Morphine promotes tumorigenesis and cetuximab resistance via EGFR signaling activation in human colorectal cancer

Morphine, a mu‐opioid receptor (MOR) agonist, has been extensively used to treat advanced cancer pain. In particular, in patients with cancer metastasis, both morphine and anticancer drugs are given simultaneously. However, evidence showed that morphine might be a risk factor in promoting the tumor's malignant potential. In this study, we report that treatment with morphine could activate MOR and lead to the promotion of proliferation, migration, and invasion in HCT116 and DLD1 colorectal cancer (CRC) cells with time‐concentration dependence.
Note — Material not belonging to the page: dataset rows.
PR #7747, opened 2020-11-25
Hide connection string when already set for tenant

### LINKED ISSUE #7691: Database connection strings should be not be displayed in the admin
When a connection string is defined in an environment variable, the value is displayed in the Tenants creation page. 

```
$env:OrchardCore__ConnectionString="server=localhost;uid=root;database=db;password=my-secret-pw;"
$env:OrchardCore__DatabaseProvider="MySql"
```
image

Connection strings should not be displayed if coming from an environment variable.

jptissot:
fixes #7691

### DIFF
--- a/src/OrchardCore.Modules/OrchardCore.Tenants/ViewModels/EditTenantViewModel.cs
+++ b/src/OrchardCore.Modules/OrchardCore.Tenants/ViewModels/EditTenantViewModel.cs
@@ -23,8 +23,7 @@ namespace OrchardCore.Tenants.ViewModels
 
         public IEnumerable<RecipeDescriptor> Recipes { get; set; }
 
-        public bool CanSetDatabasePresets { get; set; }
-        public bool ConnectionStringFromConfiguration { get; set; }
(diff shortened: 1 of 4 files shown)


src/OrchardCore.Modules/OrchardCore.Tenants/ViewModels/EditTenantViewModel.cs
```diff
@@ -24,5 +24,7 @@ public class EditTenantViewModel
         public IEnumerable<RecipeDescriptor> Recipes { get; set; }
 
         public bool CanSetDatabasePresets { get; set; }
+        public bool ConnectionStringFromConfiguration { get; set; }
+        public bool DatabaseProviderFromConfiguration { get; set; }
```
Skrypt, line 28: I think we should assume that both should be passed at the same time. We should probably make sure of that and use only one boolean here then.

jptissot: Ok done :)

Skrypt (approved):

PR #7749, opened 2020-11-25
Brackets no longer removed in recipe executor

### LINKED ISSUE #7623: Bracket can get removed from field when running a recipe
If you fill a TextField starting with `[` and ending with `]` and export it. Add it to a recipe in your module. When the field is imported, the starting `[` and last `]` are removed.

Before export:
image

After import:
image

jptissot:
fix #7623


hishamco:
I think this could be simplified, I will review this

jptissot:
Probably haha it was late

hishamco (commented):
I create a new PR #7776, your thought

Issue #6966, opened 2020-08-26
ContentItemIndex should have a content type index


deanmarcussen:
There is no index on the `ContentItemIndex` for the `ContentType` property - commonly used for searching on.

Probably it needs to have an index for
`ContentType`
`ContentType, Published, Latest`

Possibly just the second one is enough.

Skrypt:
If you mean having a DB Index then yes.

deanmarcussen:
Yes a DB Index (naming is hard )

Ok, so I reviewed execution plans of some common queries, i.e. `Query<Document, Index>()`

None of the indexes we currently have are being used because none of them include the `DocumentId`

Here's an execution plan for opening the content items list

<img width="914" alt="Screenshot 2020-08-27 at 14 00 22" src="https://user-images.githubusercontent.com/13782679/91446311-35cf1880-e86f-11ea-9777-cf995af5744a.png">

Note the Clustered Scan Index on the `ContentItemIndex` table (meaning it's seeking on the primary key, and then hitting the table)

Here it is after adding an Index `DocumentId`, ContentType`, `Published`, `ModifiedUtc`

<img width="892" alt="Screenshot 2020-08-27 at 14 00 49" src="https://user-images.githubusercontent.com/13782679/91446361-4b444280-e86f-11ea-9715-f038cd4fc965.png">

Now seeking against an Index Scan

My point is that none of our indexes include the `DocumentId` so for most queries that join on the document table they're not being used.

A query direct against the index, i.e. `QueryIndex<ContentItemIndex` with a `Where` would use them.

So needs a bigger review.

carlwoodhouse:
Yeah all indexes should really include the document id: it speeds up publishing perf loads (yes sql deletes get super slow on large indexes without it)

I did suggest that yessql should just do it a while back ;) 

https://github.com/sebastienros/yessql/issues/218

deanmarcussen:
Have you been adding custom indexes @carlwoodhouse ?
 
It would be helpful to know what you've tended to add?

I haven't had the time to properly eval all that I feel we should tweak here, but my general take is that we should (where possible, due to key length issues on index tables like the `Autoroute`) have indexes like

- DocumentId (as you say for the update queries)
- DocumentId, ContentItemId, Published
- DocumentId, ContentItemId, Latest
- DocumentId, ContentType, Published, ModifiedUtc (common query)
- DocumentId, ContentType, Published, Latest, ModifiedUtc (another commonish query)

[...]

PR #7757, opened 2020-11-25
LocalizationEntries Atomicity and Size

jtkech:
Does the same as #7643 but for `LocalizationEntries`


jtkech:
@jptissot 

As this PR is related to content localization, can you give it a try if you have time, to be sure i didn't break anything ;)

src/OrchardCore.Modules/OrchardCore.ContentLocalization/Sitemaps/LocalizedContentItemsQueryProvider.cs
```diff
@@ -70,7 +70,7 @@ public async Task GetContentItemsAsync(ContentTypesSitemapSource source, Content
                     var queryResults = await _session.Query<ContentItem>()
                          .With<ContentItemIndex>(ci => ci.ContentType == source.LimitedContentType.ContentTypeName && ci.Published)
                          .OrderBy(ci => ci.CreatedUtc)
-                         .With<LocalizedContentItemIndex>()
+                         .With<LocalizedContentItemIndex>(i => i.Published || i.Latest)
```
deanmarcussen, line 73: Think it should only be Published here, draft items shouldn't in the sitemap.
Although they should already be excluded by the `ContentItemIndex` part of the query.

So an extra predicate here might not be necessary at all?

src/OrchardCore/OrchardCore.ContentLocalization.Abstractions/Records/Migrations.cs
```diff
@@ -45,5 +52,19 @@ public int UpdateFrom1()
...
+
+        // This code can be removed in a later version.
+        public int UpdateFrom2()
+        {
+            SchemaBuilder.AlterTable(nameof(LocalizedContentItemIndex), table => table
+                .AddColumn<bool>("Latest", c => c.WithDefault(false))
+            );
+
+            SchemaBuilder.AlterTable(nameof(LocalizedContentItemIndex), table => table
+                .CreateIndex("IDX_LocalizationPartIndex_State", "Published", "Latest")
```
deanmarcussen, line 64: Because the query is against the index the internal index needs all properties to be used
so it needs an index for
`Published`, `Latest`, `ContentItemId` 

and another index for
`Published`, Latest`, `LocalizationSet`

Otherwise SQL Server will not use the index, but fall back to a clustered scan (so it is useless). many of our indexes have this issue... slowly trying to fix them.

For infos

If it was a `Query<ContentItem, LocalizationPartIndex>(x => predicate)` it should also include the `DocumentId` as the first property on the index, as that gets used for the join part of the sql predicate.

They also have to be in order of how they are being queried.

src/OrchardCore.Modules/OrchardCore.Lists/Handlers/ContainedPartLocalizationHandler.cs
```diff
@@ -27,8 +27,8 @@ public override async Task LocalizingAsync(LocalizationContentContext context, L
             // todo: remove this check and change the handler to targe t ContainedPart when issue 3890 is fixed
             if (containedPart != null)
             {
-                var list = await _session.QueryIndex<LocalizedContentItemIndex>(x => x.ContentItemId == containedPart.ListContentItemId).FirstOrDefaultAsync();
-                var localizedList = await _session.QueryIndex<LocalizedContentItemIndex>(x => x.LocalizationSet == list.LocalizationSet && x.Culture == context.Culture).FirstOrDefaultAsync();
+                var list = await _session.QueryIndex<LocalizedContentItemIndex>(i => (i.Published || i.Latest) && i.ContentItemId == containedPart.ListContentItemId).FirstOrDefaultAsync();
+                var localizedList = await _session.QueryIndex<LocalizedContentItemIndex>(i => (i.Published || i.Latest) && i.LocalizationSet == list.LocalizationSet && i.Culture == context.Culture).FirstOrDefaultAsync();
```
deanmarcussen, line 31: Don't know enough about this handler to know whether it should be including `Latest` as well?

src/OrchardCore.Modules/OrchardCore.Autoroute/Handlers/AutoroutePartHandler.cs
```diff
@@ -93,7 +90,11 @@ public override async Task PublishedAsync(PublishContentContext context, Autorou
 
             if (!String.IsNullOrWhiteSpace(part.Path) && !part.Disabled && part.SetHomepage)
             {
-                await SetHomeRoute(part, homeRoute => homeRoute[_options.ContentItemIdKey] = context.ContentItem.ContentItemId);
+                await SetHomeRoute(part, homeRoute =>
```
deanmarcussen, line 93: maybe this is on the other pr?

jtkech: Yes, this is the exact same change, maybe i needed it here to test some use cases

src/OrchardCore.Modules/OrchardCore.Lists/Handlers/ContainedPartLocalizationHandler.cs
jtkech: Before, even there was no `Latest` column (only the `Published` column), all latest items was indexed

                    // Inthe index provider
                    if (!contentItem.Latest)
                    {
                        return null;
                    }
                    // All latest are indexed (and that have a loc part and non null Set and Culture)

So, before the query was returning all the latest (published or not) that was matching the predicate

But, because now when we removed an item, and only when we removed an item, new records are added with published = latest = false, so we need to filter these new records to return the same ones as before

As done for autoroutes

src/OrchardCore.Modules/OrchardCore.ContentLocalization/Sitemaps/LocalizedContentItemsQueryProvider.cs
jtkech: See my next comment for why i added this globaly

But yes, here seems useless as above there is `ci.Published` on the `ContentItemIndex`

Good catch, i will remove it

src/OrchardCore/OrchardCore.ContentLocalization.Abstractions/Records/Migrations.cs
jtkech: Okay, just did the same as for autoroute migrations when the new `Latest` column was added

            SchemaBuilder.AlterIndexTable<AutoroutePartIndex>(table => table
                .CreateIndex("IDX_AutoroutePartIndex_State", "Published", "Latest")
            );

Hmm, but there were already these indexes


            SchemaBuilder.AlterIndexTable<LocalizedContentItemIndex>(table => table
                .CreateIndex("IDX_LocalizationPartIndex_LocalizationSet_Culture", new[] { "LocalizationSet", "Culture" })
            );

            SchemaBuilder.AlterIndexTable<LocalizedContentItemIndex>(table => table
                .CreateIndex("IDX_LocalizationPartIndex_ContentItemId", "ContentItemId")
            );

            // In a migration step
            SchemaBuilder.AlterIndexTable<LocalizedContentItemIndex>(table => table
                .AddColumn<bool>(nameof(LocalizedContentItemIndex.Published)));

So, do we need to drop some indexes before adding new ones ?

**Maybe simpler that you update the PR with what you are suggesting**

deanmarcussen: No problem, I'll update it.

Yes the existing indexes are not the best, I've been avoiding Dropping indexes, because it's been tricky with the one time I did that on Autoroute (doesn't work on SQL Server 2014 and below). So have been mostly, just improving them on new setups, and trying to get the new ones we're adding to be good.

jtkech: Okay cool then, thanks

Just need to fix unit tests before leaving

jtkech: Okay it was just a build error on the new `AlterIndexTable`

Feel free to update the PR

jtkech:
@deanmarcussen 

About adding the `Published, Latest, ContentItemId` and `Published, Latest, LocalizationSet` indexes as you suggested, just to be sure i fully understood

- After a quick look on the indexed queries we are using (i may have miss some)

    Why not `Published, Latest, Culture`?

    And, for the query only using `Published`, do we still need another index but only on `Published` (as we have)

- For Autoroutes there is an index on `JsonPath` but there is no query using it

    Maybe we would have need an index on `Path` instead

    And now i assume an index on `Published, Latest, Path`

But are you sure? If we have an index on A1, A2, ..., An and we do a query using A1, A2, ..., An+1, i thought that the index would be still used to first get a reduced set of records, this before checking An+1.

On the opposite, if we have an index on A1, A2, ..., An+1 and we do a query only using A1, A2, ..., An, does the index would be used? Or do we also need an index only on A1, A2, ..., An?

deanmarcussen:
@jtkech I've just been looking back at my notes here https://github.com/OrchardCMS/OrchardCore/issues/6966 and it seems mostly right, but a comment @carlwoodhouse made about the need for the `DocumentId` in general for performance on YesSql deletes was something I had forgotten about.

It's been a while since I was a dba, and key indexes are tricky to get completely right, because you have to guess at the most common queries being used for them ;)

But they can always be added manually if the configuration / query behaviour is different for the user, than what we have guessed, and/or are using internally. Azure SQL is quite good at giving recommendations for improvements.
SQL Profiler is the best tool we can use to determine query execution path, and validate what we are doing is good.

For Autoroutes, the `Path` column is too long (1000 characters?) to put into a key index, but there are other improvements we need to make for it., re:document id.

For this pr.

I will have some time tomorrow, so happy to look at the migration and run them against sql profiler.

I'm still not completely sure I have all my assumptions correct ;)

jtkech:
@deanmarcussen 

Okay, I did some research, many things are said and sometimes contradictory, so i did some tests

As i saw, if we have an unclustered index on A1, A2, An, the only way to get is used is when all the required columns for the produced SELECT OR for a produced JOIN are included in A1, A2, An

Then, and only if the above condition is true, in the WHERE / OR / AND parts, an unclustered index may be used if it includes some of the colums that are checked, and / or a clustered one for the other columns

---

So, when we do a `QueryIndex(...)` as the produced select is on all columns, unclustered indexes are never used and seem to be useless, unless we define an index including all columns

Then, when we do a query on `Document` with an inner join on `LocalizedContentItemIndex`, so on `DocumentId`, an unclustered index may be used if it inclues `DocumentId`

So here in the migrations, i let the indexes that are already defined, i just added the new `Latest` column, and the following index including `DocumentId`, starting with the most selective column to the less selective ones

    .CreateIndex("IDX_LocalizationPartIndex_DocumentId_Set_Culture_State", "DocumentId", "LocalizationSet", "Culture", "Published", "Latest")

I didn't add `ContentItemId` as it is only used with a `QueryIndex()`, never with a `Query()` and an inner JOIN

Here the result where we can see that only the unclustered index is used for the localization index table

Unclustered Index

Maybe better to not include in this index `Published` and `Latest` so that it doesn't include to much columns, and becasue they are not so selective, in that case the new unclustered index is still used, but also the clustered one

But on another side, `Published` and `Latest` don't add too much data, so for now i kept them in this new index.

deanmarcussen:
@jtkech you bet me too it :)

But I reckon your research agrees with my research.

Column lengths are good for me. MySql has the lowest limit (see Alias for how I stretched it right at to the limit)

`Published` and `Latest` are only 1 bit each, so well worth keeping.

Agree we need to review the other indexes - not just Autoroute, but the other ones, so we have a good pattern.

It's been on my list, but haven't got there yet.

src/OrchardCore/OrchardCore.ContentLocalization.Abstractions/Records/Migrations.cs
```diff
@@ -25,17 +25,24 @@ public int Create()
                 .Column<string>("LocalizationSet", col => col.WithLength(26))
                 .Column<string>("Culture", col => col.WithLength(16))
                 .Column<string>("ContentItemId", c => c.WithLength(26))
+                .Column<bool>("Published")
+                .Column<bool>("Latest")
             );
 
             SchemaBuilder.AlterIndexTable<LocalizedContentItemIndex>(table => table
-                .CreateIndex("IDX_LocalizationPartIndex_LocalizationSet_Culture", new[] { "LocalizationSet", "Culture" })
+                .CreateIndex("IDX_LocalizationPartIndex_LocalizationSet_Culture", "LocalizationSet", "Culture")
```
deanmarcussen, line 33: JT should we just drop this one (from the code, not from existing sites). It looks useless now?

jtkech: Okay

deanmarcussen:
@jtkech I added the `ContentItemId` back in.

It gets used in one the the handlers `ContainedPartLocalizationHandler` and feels like it makes sense to have it.

Size of index we're still quite good, cause all of these are 26 char's, or bits, and I checked in on MySql, and it's all working good.

Merge if you are ok with my change :)

jtkech:
@deanmarcussen

Okay to include `ContentItemId` as the index size is kept low, but just because the index will contain all columns ;)

I didn't include it as it is only used with a `QueryIndex()`, but if we include it the index will contain all columns, and then, as said (see below), it will be also used with a `QueryIndex()`. So, that's the best we can do ;)

> So, when we do a QueryIndex(...) as the produced select is on all columns, unclustered indexes are never used and seem to be useless, **unless we define an index including all columns**

About selectivity i would have put it just after `DocumentId`, as a compromise i used the order of the columns, i also used a shorter index name. One rule could be to include `DocumentId`, then all columns but excluding those of too large size.

    .CreateIndex("IDX_LocalizationPartIndex_DocumentId", "DocumentId", "LocalizationSet", "Culture", "ContentItemId", "Published", "Latest")

deanmarcussen:
> Update: One rule could be to include DocumentId, then all columns but excluding those of too large size

Or maybe better to just include the DocumentID as a rule, in one index, and then make specific indexes as we are using them? 

This PR LGTM if you are ready with it @jtkech 

(tried myself y/day and entries seem to be working correctly when updated)

PR #7776, opened 2020-11-26
Don't remove brackets if it's not a script expression

### LINKED ISSUE #7623: Bracket can get removed from field when running a recipe

hishamco:
Fixes #7623 and replaced #7749:

- Allow Shortcodes to be used inside the recipes

- Ability to not run invalid script expression (The one who has  invalid prefix, e.g. `[1js: xxx]`)


src/OrchardCore/OrchardCore.Recipes.Core/Services/RecipeExecutor.cs
```diff
@@ -197,21 +198,29 @@ private void EvaluateJsonTree(IScriptingManager scriptingManager, RecipeExecutio
...
                         EvaluateJsonTree(scriptingManager, context, property.Value);
                     }
-                    break;
 
+                    break;
                 case JTokenType.String:
-
+                    const char scriptSeparator = ':';
                     var value = node.Value<string>();
+                    var scriptSeparatorIndex = value.IndexOf(scriptSeparator);
```
jptissot, line 213: This should be inside the while loop

hishamco: It was there, seems I copied accidently, thanks

deanmarcussen:
Still doesn’t work if you include a : inside the shortcode content? Maybe

hishamco:
I will do a final test to handle this case

hishamco:
@deanmarcussen after the added unit test seems everything works as expected

deanmarcussen:
Try `[sc text='some : text'/]`
or some html content with json in it i.e.
```
<code>
[
	{
		color: "red",
		value: "#f00"
	}
]
</code>
```

I'm just curious is all...

hishamco:
@deanmarcussen these work as well ;)

hishamco:
Seems Linux complaining about `\r` :(

src/OrchardCore/OrchardCore.Recipes.Core/Services/RecipeExecutor.cs
```diff
@@ -197,21 +198,29 @@ private void EvaluateJsonTree(IScriptingManager scriptingManager, RecipeExecutio
...
                 case JTokenType.String:
-
+                    const char scriptSeparator = ':';
                     var value = node.Value<string>();
 
                     // Evaluate the expression while the result is another expression
                     while (value.StartsWith('[') && value.EndsWith(']'))
                     {
+                        var scriptSeparatorIndex = value.IndexOf(scriptSeparator);
+                        // Don't remove brackets if it isn't a script expression [js:xxx], so shortcodes for instance could be used here
```
deanmarcussen, line 218:
```suggestion
                        // Only remove brackets if this is a valid script expression, e.g. '[js:xxx]', or '[file:xxx]'
```

test/OrchardCore.Tests/Recipes/RecipeExecutorTests.cs
```diff
@@ -0,0 +1,104 @@
...
+        [InlineData("recipe5", "[sc text='some : text'/]")]
+        [InlineData("recipe6", @"<code>
+[
+	{
+		color: ""red"",
+		value: ""#f00""
+	}
+]
+</code>")]
+        public async Task RemoveBracketsIfTheScriptExpressionProcessed(string recipeName, string expected)
```
deanmarcussen, line 38:
```suggestion
        public async Task ShouldTrimValidScriptExpression(string recipeName, string expected)
```

test/OrchardCore.Tests/Recipes/RecipeExecutorTests.cs
```diff
@@ -0,0 +1,104 @@
...
+                    Settings = shellSettings
+                })));
+            var recipeEventHandlers = new List<IRecipeEventHandler> { new RecipeEventHandler() };
+            var loggerMock = new Mock<ILogger<RecipeExecutor>>();
+            var recipeExecutor = new RecipeExecutor(shellHostMock.Object, shellSettings, recipeEventHandlers, loggerMock.Object);
+            var executionId = Guid.NewGuid().ToString("n");
+            var recipeDescriptor = new RecipeDescriptor { RecipeFileInfo = GetRecipeFileInfo(recipeName) };
+
+            // Act
+            try
```
deanmarcussen, line 57: why would you try catch this?

deanmarcussen (commented):
Ok, I had time to look at the code.

Was concerned you were not taking into account other script engines, but it looks good.

Just a couple of suggestions on naming.

Just drop the last test that is failing, we don't need it.

test/OrchardCore.Tests/Recipes/RecipeExecutorTests.cs
hishamco: Regarding this I forgot to tell you guys that execute throw an exception for accessing a disposable object `IServiceProvider` but it works, if someone can fix this, will be better

test/OrchardCore.Tests/Recipes/RecipeExecutorTests.cs
```diff
@@ -0,0 +1,90 @@
...
+        [InlineData("recipe4", "[locale en]This text contain a colon ':' symbol[/locale][locale fr]Ce texte contient un symbole du côlon ':'[/locale]")]
+        [InlineData("recipe5", "[sc text='some : text'/]")]
+        public async Task ShouldTrimValidScriptExpression(string recipeName, string expected)
+        {
+            // Arrange
+            var shellHostMock = new Mock<IShellHost>();
+            var shellSettings = new ShellSettings { Name = "Test" };
+            var services = new ServiceCollection()
+                .AddScripting();
+            shellHostMock.Setup(h => h.GetScopeAsync(It.IsAny<ShellSettings>()))
```
deanmarcussen, line 37: i suspect it's how you're building the shellhost mock here. I'll have a look tomorrow

deanmarcussen: Yeah this isn't going to work as a mock, because the ShellScope is a static asynclock.

Have a look at how @jtkech rebuilt the unit tests for the `AutorouteEntriesTests` when that moved to needing a `ShellScope`

hishamco: I tried to make the code looks like

```csharp
var shellContext = CreateShellContext();
await shellContext.CreateScope().UsingAsync(async scope =>
{
    // Arrange
    var shellHostMock = new Mock<IShellHost>();
    shellHostMock.Setup(h => h.GetScopeAsync(It.IsAny<ShellSettings>())).Returns(Task.FromResult(scope));

    var recipeEventHandlers = new List<IRecipeEventHandler> { new RecipeEventHandler() };
    var loggerMock = new Mock<ILogger<RecipeExecutor>>();
    var recipeExecutor = new RecipeExecutor(shellHostMock.Object, shellContext.Settings, recipeEventHandlers, loggerMock.Object);
    var executionId = Guid.NewGuid().ToString("n");
    var recipeDescriptor = new RecipeDescriptor { RecipeFileInfo = GetRecipeFileInfo(recipeName) };

    // Act
    await recipeExecutor.ExecuteAsync(executionId, recipeDescriptor, new object(), CancellationToken.None);

    // Assert
    var recipeContext = (recipeEventHandlers.Single() as RecipeEventHandler).Context;
    var recipeStep = recipeContext.Step;
    Assert.Equal(expected, recipeStep.SelectToken("data.[0].TitlePart.Title").ToString());
});
```

but still the tests fail :( @jtkech any idea?

jtkech: @hishamco @deanmarcussen 

Okay, i will take a look on it this week end

hishamco:
Thanks @jtkech I planned to use DI to register the required services instead of mocking, but I find the mock could be easier instead of doing a lot of registration ;)

But I still I need to know why the mocking throws that exception, while the result is fine

jtkech:
@hishamco 

First, because `ShellScope` is an `AsyncLocal`, we need to use the `ShellScope.UsingAsync()` helper that init this async local state. Then, because the `shellHostMock` was always returning the same scope, each recipe was using the same `ShellScope`, in place of a child one, and was disposing it at the end, so the second recipe step was using an already disposed shell scope and then with a disposed service provider. One solution was to only use the  `content` step in the recipes.

But i could fix it by using in `shellHostMock.Setup().Returns()` a method in place of a value, so that it is dynamic.

hishamco:
Thanks so much @jtkech, your approve guys before we merge

jptissot (approved):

Moreover, morphine can also contribute to cetuximab's drug resistance, a targeted drug widely used to treat advanced CRC by inducing the activation of epidermal growth factor receptor (EGFR). The cell phenotype includes proliferation, migration, invasion, and drug resistance, which may be reversed by MOR knockdown or adding nalmefene, the MOR receptor antagonist. Receptor tyrosine kinase array analysis revealed that morphine selectively induced the transactivation of EGFR. EGFR transactivation resulted in the activation of ERK1/2 and AKT. In conclusion, morphine induces the transactivation of EGFR via MOR. It activates the downstream signal pathway AKT‐MTOR and RAS‐MAPK, increases proliferation, migration, and invasion, and promotes resistance to EGFR inhibitors in a CRC cell line. Furthermore, we verified that EGFR inhibition by cetuximab strongly reversed the protumoral effects of morphine in vitro and in vivo. Collectively, we provide evidence that morphine‐EGFR signaling might be a promising therapeutic target for CRC patients, especially for cetuximab‐resistant CRC patients. Our results suggest that morphine can promote cancer progression and resistance to the EGFR targeted drug cetuximab in colorectal cancer (CRC). Furthermore, the morphine‐induced effect was antagonized by adding nalmefene or mu‐opioid receptor (MOR) knockdown, suggesting a MOR‐mediated mechanism.